> _Problem details_
Find all lines below containing the string "geometry" and return them.

Segment Start: Listed entries

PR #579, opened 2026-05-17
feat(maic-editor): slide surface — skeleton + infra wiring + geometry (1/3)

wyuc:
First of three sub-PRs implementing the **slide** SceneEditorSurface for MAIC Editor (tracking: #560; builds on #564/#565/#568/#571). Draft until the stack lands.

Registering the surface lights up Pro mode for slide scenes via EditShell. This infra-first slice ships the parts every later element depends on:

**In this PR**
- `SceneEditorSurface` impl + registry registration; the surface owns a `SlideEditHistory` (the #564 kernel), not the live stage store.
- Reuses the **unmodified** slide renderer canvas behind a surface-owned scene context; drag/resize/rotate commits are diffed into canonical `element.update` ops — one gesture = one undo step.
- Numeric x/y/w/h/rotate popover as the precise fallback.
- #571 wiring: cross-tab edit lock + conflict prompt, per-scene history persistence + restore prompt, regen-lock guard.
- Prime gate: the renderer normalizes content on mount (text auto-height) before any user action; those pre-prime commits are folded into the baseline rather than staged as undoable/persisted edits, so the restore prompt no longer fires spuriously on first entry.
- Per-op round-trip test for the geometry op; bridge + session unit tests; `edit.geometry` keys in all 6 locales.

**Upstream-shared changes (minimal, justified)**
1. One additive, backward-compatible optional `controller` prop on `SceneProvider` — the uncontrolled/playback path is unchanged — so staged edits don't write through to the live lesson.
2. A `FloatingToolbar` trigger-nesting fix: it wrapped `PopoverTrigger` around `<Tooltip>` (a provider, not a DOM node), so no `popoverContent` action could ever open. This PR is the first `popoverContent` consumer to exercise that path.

Segment End: Listed entries

> _Reply_
feat(maic-editor): slide surface — skeleton + infra wiring + geometry (1/3)
- Per-op round-trip test for the geometry op; bridge + session unit tests; `edit.geometry` keys in all 6 locales.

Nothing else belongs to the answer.